### Exercise details
Only lines with the string "outputs" are wanted. Pull them out of the data.

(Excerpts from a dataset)
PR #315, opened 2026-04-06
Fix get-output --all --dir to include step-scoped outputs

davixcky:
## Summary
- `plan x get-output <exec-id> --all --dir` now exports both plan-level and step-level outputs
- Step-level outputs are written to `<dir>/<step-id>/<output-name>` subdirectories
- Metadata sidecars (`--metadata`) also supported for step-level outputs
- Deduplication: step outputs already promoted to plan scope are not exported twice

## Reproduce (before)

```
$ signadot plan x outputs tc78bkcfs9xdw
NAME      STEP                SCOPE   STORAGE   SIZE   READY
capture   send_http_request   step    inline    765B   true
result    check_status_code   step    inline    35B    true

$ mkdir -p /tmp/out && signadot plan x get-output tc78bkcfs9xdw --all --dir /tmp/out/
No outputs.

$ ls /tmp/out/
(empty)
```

### Response for this exercise
Fix get-output --all --dir to include step-scoped outputs
- `plan x get-output <exec-id> --all --dir` now exports both plan-level and step-level outputs
- Step-level outputs are written to `<dir>/<step-id>/<output-name>` subdirectories
- Metadata sidecars (`--metadata`) also supported for step-level outputs
- Deduplication: step outputs already promoted to plan scope are not exported twice
$ signadot plan x outputs tc78bkcfs9xdw
No outputs.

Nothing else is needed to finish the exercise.